PEM fuel cell systems in automotive application face challenging power requirements, as they must provide full load as well as part load efficiently. Especially in systems without an external humidifier, relatively low cathode stoichiometries and increased operating pressures are the key to prevent membrane dry-out by increasing the local relative humidity. During low load operation at increased temperature and pressure, low gas velocities within the flow field occur. Too low gas velocities are known to result in a transition of the two-phase flow from film flow to slug flow regime [1]. This transition within the flow field channel structure can result in a local or global blockage of the reactant paths by liquid water droplets.

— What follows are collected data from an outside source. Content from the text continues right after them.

PR #114, opened 2020-05-18
Linux

Je06jm:
Started the initial Linux port. It currently builds correctly, but has no system depended functionality and will not run. See issue #9


CMakeLists.txt
```diff
@@ -0,0 +1,21 @@
+cmake_minimum_required(VERSION 3.13)
+project(WickedEngine)
+
+set(CMAKE_CXX_STANDARD 17)
```
nemerle, line 4: Could also add 
```cmake
set(CMAKE_CXX_STANDARD_REQUIRED ON)
```

CMakeLists.txt
```diff
@@ -0,0 +1,21 @@
...
+set (WK_INC_DIRS "")
+foreach (_headerFile ${WK_HEADERS})
+    get_filename_component(_dir ${_headerFile} PATH)
+    list(APPEND WK_INC_DIRS ${_dir})
+endforeach()
+list(REMOVE_DUPLICATES WK_INC_DIRS)
+
+add_definitions(-DNDEBUG -DCMAKE_GENERATOR_PLATFORM=x64)
+add_library(WickedEngine ${WK_SOURCES} ${WK_SOURCES_C})
+target_include_directories(WickedEngine PRIVATE ${WK_INC_DIRS} ${VULKAN_SDK_DIR}/include /usr/include/vulkan)
```
nemerle, line 21: could also consider adding the following bit to help out when using CMake + MSVC 
```cmake
set_property(GLOBAL PROPERTY USE_FOLDERS ON) # enables project folder support on MSVC
set(AUTOGEN_TARGETS_FOLDER ON) # on MSVC puts all auto targets into a single folder - helps organize things.
# re-create the directory layout in generated MSVC projects
source_group(TREE ${CMAKE_CURRENT_SOURCE_DIR} FILES ${WK_SOURCES} ${WK_SOURCES_C} ${WK_HEADERS}) 
```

While the flow regime transition within simple channel geometries is well known in literature, there is a lack of experimental data for full stack situations in fuel cell systems. Some work regarding the stationary minimal flow limitation exists [2], but countermeasures enabled by dynamic operation of the whole system are seldom in focus of systematic studies. However, well guided dynamic operation enables robust low load capability. The negative impact of flooding on stack power and lifetime can be minimized and a possible dry-out can be prevented, while maintaining a relatively low required compressor energy consumption.

In the work to be presented, targeted experiments conducted with an automotive fuel cell system confirm the existence of a minimum cathode gas velocity for a stable operation and its relevance in application-like operation. It is shown that during low load operation of a non-humidified system, the targets of sufficient membrane humidification and liquid water drainage are incompatible. Because of a response time of multiple seconds until flooding or dry-out occurs, an intermittent operation with periodic switching between two operating points becomes feasible. During the first phase, the membrane is humidified due to a relatively low cathode stoichiometry and an increased cathode inlet pressure. As the liquid water accumulation becomes critical, the pressure is decreased and the stoichiometry is increased for the second phase, where droplets are blown out by utilizing a high gas velocity, as shown in figure 1.

The exemplary results suggest that dynamic water management analysis can widen the operating range of a fuel cell system towards lower loads due to dynamic control. It is expected that a deeper understanding of the underlying processes will allow the development of optimized control strategies in the future.

[1] M. Grimm, E.J. See, S.G. Kandlikar. Modeling gas flow in PEMFC channels: Part I – Flow pattern transitions and pressure drop in a simulated ex situ channel with uniform water injection through the GDL. Int. Journal of Hydrogen Energy 37, 12489-12503 (2012).
[2] D. Jenssen, O. Berger, U. Krewer. Anode flooding characteristics as design boundary for a hydrogen supply system for automotive polymer electrolyte membrane fuel cells. Journal of Power Sources 298, 249-258 (2015).

Figure 1: Normalized current, high frequency resistance, cell voltages, cathode stoichiometry, cathode inlet pressure and cathode inlet velocity, measured on a system test rig during intermittent low load operation. The operating point is periodically switched between membrane humidification (green) and liquid water drainage (orange).